- Texts: Ramayana, Puranas
- Region: Ayodhya

Genealogy
- Parents: Sagara (father), Keshini (mother)
- Consort: Ambujakshi
- Children: Amshuman
- Dynasty: Suryavamsha

= Asamanja =

Prince in Hindu tradition

Asamanjasa (असमञ्जस), also rendered Asamanja, is the eldest son of King Sagara and one of his two queens, Keshini, in Hindu literature.

==Legend==

=== Ramayana ===
The birth of Asamanjasa is described in the Ramayana. King Sagara of the Suryavamsha dynasty married Keshini and Sumati, but still lacked heirs for several years. Thus, accompanied by his two queens, he set forth towards the mountain Bhṛguprasravaṇa in the Himalayas, and performed a long tapas. Pleased, the sage Bhrigu offered the king a boon: One of his queens would give birth to one son, but one who would further the dynasty's line, and his other queen would produce 60,000 sons. After a few years, Keshini gave birth to Asamanjasa, and Sumati gave birth to the 60,000 sons.

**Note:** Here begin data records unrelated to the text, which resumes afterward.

PR #95, opened 2017-08-16
Select the second component for the y axis of the plot by default

martinRenou:
For the plot, the second component of the evaluation steps is selected by default for the 'y' axis of the plot.


force_wfmanager/central_pane/plot.py
```diff
@@ -75,6 +75,13 @@ def __data_arrays_default(self):
     def _get__value_names(self):
         return self.analysis_model.value_names
 
+    @on_trait_change('_value_names')
```
stefanoborini: I have a suspect... that you could end up with an ordering problem.
both the comboboxes and this handler depend on value_names, but there's no guarantee that the comboboxes are updated first. It could be that this handler is called first, and it will try to set a value for y that is not there yet.

stefanoborini: One possible solution is that you invoke_later the change... but maybe there's a more elegant one. I'll think about it.

PR #99, opened 2017-08-17
Add comboboxes for selection of input slots

martinRenou:
Adds combo boxes for the selection of input slots.


force_wfmanager/left_side_pane/workflow_model_view.py
```diff
@@ -100,19 +101,57 @@ def remove_entity(self, entity):
...
+    def update_mco_parameters_names(self):
+        if len(self.mco_representation) != 0:
+            self.mco_parameters_names = \
+                self.mco_representation[0].mco_parameters_names
+        else:
+            self.mco_parameters_names = []
+
+    @on_trait_change('mco_parameters_names[]')
+    def update_data_sources_inputs(self):
+        for data_source_mv in self.data_sources_representation:
```
martinRenou: This scales badly, every time the user will type a new letter in a name of an MCO parameter, it will trigger this and be propagated everywhere.

martinRenou:
This first version doesn't work properly with the loading of the Workflow, I have to find out why

force_wfmanager/left_side_pane/mco_model_view.py
```diff
@@ -14,20 +15,18 @@ class MCOModelView(ModelView):
...
-    #: list of parameters in the MCO model
-    mco_parameters_representation = Property(
-        List(Instance(MCOParameterModelView)),
-        depends_on="model.parameters"
-    )
-
-    def _get_mco_parameters_representation(self):
-        return [MCOParameterModelView(model=parameter)
-                for parameter in self.model.parameters]
+    @on_trait_change('model.parameters[]')
```
stefanoborini: why did you change from property?

force_wfmanager/left_side_pane/variable_names_register.py
```diff
@@ -0,0 +1,63 @@
+from traits.api import HasStrictTraits, List, Instance, on_trait_change
+
+from force_bdss.api import Identifier
+
+from .mco_parameter_model_view import MCOParameterModelView
+from .data_source_model_view import DataSourceModelView
+from .kpi_calculator_model_view import KPICalculatorModelView
+
+
+class VariableNamesRegister(HasStrictTraits):
```
stefanoborini: Registry

stefanoborini: please add some comment on the purpose of the class and its interaction with the others because it's not immediate.

force_wfmanager/left_side_pane/mco_model_view.py
martinRenou: Because with a property it updates lazily. But I don't want to update the list of available parameters lazily, which relies on the change of this property.

force_wfmanager/left_side_pane/variable_names_registry.py
```diff
@@ -0,0 +1,66 @@
+from traits.api import HasStrictTraits, List, Instance, on_trait_change
+
+from force_bdss.api import Identifier
+
+from .mco_parameter_model_view import MCOParameterModelView
+from .data_source_model_view import DataSourceModelView
+from .kpi_calculator_model_view import KPICalculatorModelView
+
+
+class VariableNamesRegistry(HasStrictTraits):
```
stefanoborini: Why would you need the modelviews in the variable names registry? this must be an exclusively model concern. The MVs should not be involved.

martinRenou: Because the `available_variables` attribute is part of the ModelViews, not of the Model. So in order to update the `available_variables`, I need the ModelViews.

martinRenou: And thinking about it, it does make sense. Because the `available_variables` attribute is only there to drive the possible values of the comboboxes, which is totally view related.

force_wfmanager/left_side_pane/evaluator_model_view.py
```diff
@@ -178,35 +200,67 @@ def _create_slots_tables(self):
...
-                          type=output_slot.type,
-                          model=self.model)
+                          type=output_slot.type)
             for index, output_slot in enumerate(output_slots)
         ]
+
+    @on_trait_change(
+        'variable_names_registry.data_source_available_variables[]')
+    def update_data_source_input_rows(self):
+        if not isinstance(self.model, BaseDataSourceModel):
```
stefanoborini: Why do you need to check for the type here?

force_wfmanager/left_side_pane/evaluator_model_view.py
```diff
@@ -178,35 +200,67 @@ def _create_slots_tables(self):
...
+            return
+
+        available_variables = \
+            self.variable_names_registry.data_source_available_variables
+        for input_slot_row in self.input_slots_representation:
+            input_slot_row.available_variables = available_variables
```
stefanoborini: Ok, so you are pushing the information in. I wonder if it would be a good idea to let the input_slot_rows fetch it instead, passing the registry to them.

force_wfmanager/left_side_pane/evaluator_model_view.py
```diff
@@ -178,35 +200,67 @@ def _create_slots_tables(self):
...
+
+    @on_trait_change(
+        'variable_names_registry.kpi_calculator_available_variables[]')
+    def update_kpi_calculator_input_rows(self):
+        if not isinstance(self.model, BaseKPICalculatorModel):
```
stefanoborini: I suspect you want these on the derived classes instead.

force_wfmanager/left_side_pane/tests/test_evaluator_model_view.py
```diff
@@ -61,7 +87,25 @@ def setUp(self):
...
         self.evaluator = factory.create_kpi_calculator()
 
-        self.evaluator_mv = EvaluatorModelView(model=self.model)
+        self.variable_names_registry = VariableNamesRegistry()
+        self.variable_names_registry.data_source_available_variables = \
+            ['P1']
+        self.variable_names_registry.kpi_calculator_available_variables = \
+            ['P1', 'P2', 'P3']
+
+        self.evaluator_mv = EvaluatorModelView(
```
stefanoborini: Isn't the evaluatormodelview the base class of the two? Why are you using the base class, instead of the specific ones?

force_wfmanager/left_side_pane/tests/test_evaluator_model_view.py
```diff
@@ -61,7 +87,25 @@ def setUp(self):
...
+            model=self.model,
+            variable_names_registry=self.variable_names_registry
+        )
+
+        data_source_factory = DataSourceFactory(mock.Mock(spec=Plugin))
+
+        data_source_model = data_source_factory.create_model()
+
+        self.data_source_mv = EvaluatorModelView(
```
stefanoborini: Which brings me to why do you need two?

force_wfmanager/left_side_pane/variable_names_registry.py
```diff
@@ -0,0 +1,72 @@
...
+            data_sources_output_names.extend(data_source.output_slot_names)
+
+        # Removes empty strings from the variable names
+        while '' in data_sources_output_names:
+            data_sources_output_names.pop(data_sources_output_names.index(''))
+
+        self._data_sources_outputs = data_sources_output_names
+
+    @on_trait_change('_mco_parameters_names')
+    def update_available_variables(self):
```
stefanoborini: These two are fine for now, but I would add a comment that it must be a list of tuples instead.
When we'll have layers, it will be only one value we can monitor. This value will be the list of tuples, where you have variables available at each layer.

force_wfmanager/left_side_pane/evaluator_model_view.py
martinRenou: Because the `available_variables` won't be the same if it's a DataSource or a KPICalculator

force_wfmanager/left_side_pane/evaluator_model_view.py
martinRenou: Right, It would be better

force_wfmanager/left_side_pane/tests/test_evaluator_model_view.py
martinRenou: Absolutely, I will change this

force_wfmanager/left_side_pane/tests/test_evaluator_model_view.py
martinRenou: For coverage

force_wfmanager/left_side_pane/variable_names_registry.py
martinRenou: Ok

martinRenou: I've put a Note on top of the class

force_wfmanager/left_side_pane/evaluator_model_view.py
martinRenou: Then the `input_slot_row` would have to know if its model is a DataSource or a KPI (on which layer it is).

force_wfmanager/left_side_pane/evaluator_model_view.py
```diff
@@ -178,35 +189,45 @@ def _create_slots_tables(self):
...
         #: Initialize the output slots
-        self.output_slots_representation = []
         self.model.output_slot_names = len(output_slots)*['']
 
         self._fill_slot_rows(input_slots, output_slots)
 
     def _fill_slot_rows(self, input_slots, output_slots):
         """ Fill the tables rows according to input_slots and output_slots
         needed by the evaluator and the model slot values """
+        if isinstance(self.model, BaseDataSourceModel):
```
stefanoborini: still not delegated to

force_wfmanager/left_side_pane/variable_names_registry.py
```diff
@@ -0,0 +1,77 @@
...
+    #: names and MCO parameters)
+    kpi_calculator_available_variables = List(Identifier)
+
+    #: List of MCO parameters
+    _mco_parameters_names = List(Identifier)
+
+    #: List of data sources outputs
+    _data_sources_outputs = List(Identifier)
+
+    def _data_source_available_variables_default(self):
```
stefanoborini: are redundant

PR #102, opened 2017-08-21
Add missing valid flag for the MCO parameter model view

martinRenou:


stefanoborini:
needs a test that would catch it missing...

Issue #58, opened 2017-08-10
Issue with slots and the "changes_slots" event in the models


martinRenou:
In this case scenario:
- create a KPIAdder model in the workflow
- set the input and output types of the KPI adder
- set a name for the three inputs and the output slots
- change the output type by editing the KPIAdder model, this will reinitialize the inputs and output names. Until then everything is ok.
- save the workflow in a json file
- load this json file
- the output name is back, but it should be empty (as when we saved the file)

I suspect that the output name in the table is initialized when changing the type, but it is not initialized in the model.

martinRenou:
This has been introduced with #53.
When calling `edit_traits` on the KPIAdder model, line 62 of `workflow_settings.py` with the option `kind=modal`, it creates a copy of the model, which is expected.
Now if you print the id and the value of the `output_slot_names` attribute before and after the `edit_traits` call you will have something like this:
```
before edit:
list id 140297824507256 
list value ['p2']

after edit:
list id 140297824167288 
list value ['p2']
```
So it made a copy as expected, didn't change the value of the list (because we only changed the output type, not the output value).
Now, because the `evaluator_model_view` reacts on the type change, it will empty the list of output names, we can put a print in the `_update_slots_tables` method, and this will be the output:
```
before edit:
list id 140297824507256 
list value ['p2']

when updating table:
list id 140297824166760
list value ['']

after edit:
list id 140297824167288 
list value ['p2']
```
So you can see something very weird happening there, the `evaluator_model_view` reacts during the `edit_traits` call, and it reacts on an other copy of the list. So at this exact moment, if you save the workflow, you will save the value of the `output_slots_names` which is saved in the model, which has not been reinitialized by the `evaluator_model_view` (['p2'] in this case). And the `evaluator_model_view` is pointing to the wrong list, and furthermore displaying the wrong list in the table.

Reacting on the `model.output_slot_names` in the `evaluator_model_view` to update the table doesn't fix this issue, because it overwrite the reinitialization of the names when changing the type of the slots.

The only solution I see is not using `kind=modal` with `edit_traits`. Because when closing the dialog (by pressing Ok OR Cancel), it overwrites the value of the `model.output_slot_names` with the values that were there before calling `edit_traits`. So the `model.output_slot_names` is not correctly reinitialized, and the `changes_slots` event on the model ends up having no repercussion.

stefanoborini:
Changed to livemodal to solve the issue. Fixed.

PR #112, opened 2017-08-22
Synchronize the slot tables with the model

martinRenou:
Synchronize the models with the slot tables.

This PR is a workaround for the issue #58, it doesn't fix the issue at all. But at least now the table shows to the user the correct current name of the slots.

This doesn't ensure that the type of the slot is synchronized with the model, but as "slots" method is not part of the model, we cannot know if the type changed.


stefanoborini:
needs tests.

PR #115, opened 2017-08-22
Disable the menu actions when the computation is running

martinRenou:
Disable the menus actions (save/save as.../load...) when the computation is running

### DIFF
--- a/force_wfmanager/wfmanager_task.py
+++ b/force_wfmanager/wfmanager_task.py
@@ -241,33 +241,32 @@ class WfManagerTask(Task):
                 return
 
         self._computation_running = True
-
-        for hook_manager in self._ui_hooks_managers:
-            try:
-                hook_manager.before_execution(self)
-            except Exception:
-                log.exception(
-                    "Failed before_execution hook "
-                    "for hook manager {}".format(
-                        hook_manager.__class__.__name__)
-                )
-
-        # Creates a temporary file containing the workflow
-        tmpfile_path = tempfile.mktemp()
         try:
+            for hook_manager in self._ui_hooks_managers:
+                try:
+                    hook_manager.before_execution(self)
+                except Exception:
+                    log.exception(
+                        "Failed before_execution hook "
+                        "for hook manager {}".format(
+                            hook_manager.__class__.__name__)
+                    )
+
+            # Creates a temporary file containing the workflow
+            tmpfile_path = tempfile.mktemp()
             with open(tmpfile_path, 'w') as output:
                 WorkflowWriter().write(self.workflow_m, output)
-        except Exception as e:
-            logging.exception("Unable to create temporary workflow file.")
-            error(None,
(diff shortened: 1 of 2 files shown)


force_wfmanager/wfmanager_task.py
```diff
@@ -54,6 +57,9 @@ class WfManagerTask(Task):
     #: ZeroMQ Server to receive information from the running BDSS
     _zmq_server = Instance(ZMQServer)
 
+    #: False when the ui must be disabled because of a running computation
+    _ui_enabled = Bool(True)
```
stefanoborini: just enabled.

force_wfmanager/wfmanager_task.py
```diff
@@ -68,16 +74,19 @@ class WfManagerTask(Task):
...
             TaskAction(
                 name='Save Workflow',
                 method='save_workflow',
+                enabled_name='_ui_enabled',
                 accelerator='Ctrl+S',
             ),
             TaskAction(
                 name='Save Workflow as...',
                 method='save_workflow_as',
+                enabled_name='_ui_enabled',
```
stefanoborini: isn't it enabled_when?

force_wfmanager/wfmanager_task.py
stefanoborini: actually, it's probably better to have a meaningful flag here. "computation_running". Because some things are actually enabled and can stay enabled while the evaluation is running, like the plot, or some menus (help)

force_wfmanager/wfmanager_task.py
martinRenou: Not for an action apparently, I have to define a name which refers to a Boolean trait

force_wfmanager/wfmanager_task.py
```diff
@@ -54,6 +57,12 @@ class WfManagerTask(Task):
     #: ZeroMQ Server to receive information from the running BDSS
     _zmq_server = Instance(ZMQServer)
 
+    #: Flag which says if the computation is running or not
+    _computation_running = Bool(False)
+
+    #: Flag which says if the menus should be disabled or not
+    _menu_enabled = Bool(True)
```
stefanoborini: why do you need an additional flag? Those menus only depend on computation running.

martinRenou: Because TaskActions are enabled/disabled with `enabled_name` which is the name of the boolean trait which define if the action is enabled or not.

martinRenou: I could have `_computation_not_running` but I don't like it

martinRenou: If would prefer an `enabled_when="not _computation_running"` but apparently it's not how TaskAction works

stefanoborini: never have flags with negating names. They are extremely confusing, especially when you end up double negating them for whatever reason.

PR #134, opened 2018-04-26
Fix for missing variable name at initialization

stefanoborini:
In some cases, the variable names were not set post loading a file. This is due to ordering of traits execution at initialisation of the class with the default data.

Not adding tests as this code will eventually disappear when we move to multilayering.


stefanoborini:
This code has done its part and with multilayers the issue is not there anymore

According the text, the prince was a wild and wicked young man. He used to throw young boys playing in Sarayu river into great depths, and see them drown. Thus, his father Sagara exiled him. But his son Amshuman, from his wife Ambujakshi, was a favourite of the people, and succeeded Sagara as the next king of Ayodhya.

=== Vishnu Purana ===
According to the Vishnu Purana, King Sagara performed the ashvamedha yajna to establish his suzerainty of the earth. Indra, the king of the devas, grew fearful over the results of the yajna, and so he decided to steal the sacrificial horse near a mountain. He left the horse at Patala near the sage Kapila, who was engaged in a deep meditation. King Sagara's 60,000 sons, and his son Asamanjasa, collectively known as the Sagarputras (Sons of Sagara) were commanded to find the horse. When the 60,000 sons circled the Ashtadiggajas and found the horse grazing near the sage, they made a great hubbub. When the furious sage opened his eyes to glare at them, they were immediately burned to ashes. Sagara would be succeeded by Asamanjasa's son, Amshuman.

=== Harivamsa ===
According to the Harivamsa, he was afterwards famous for his valour, under the name of Panchajana.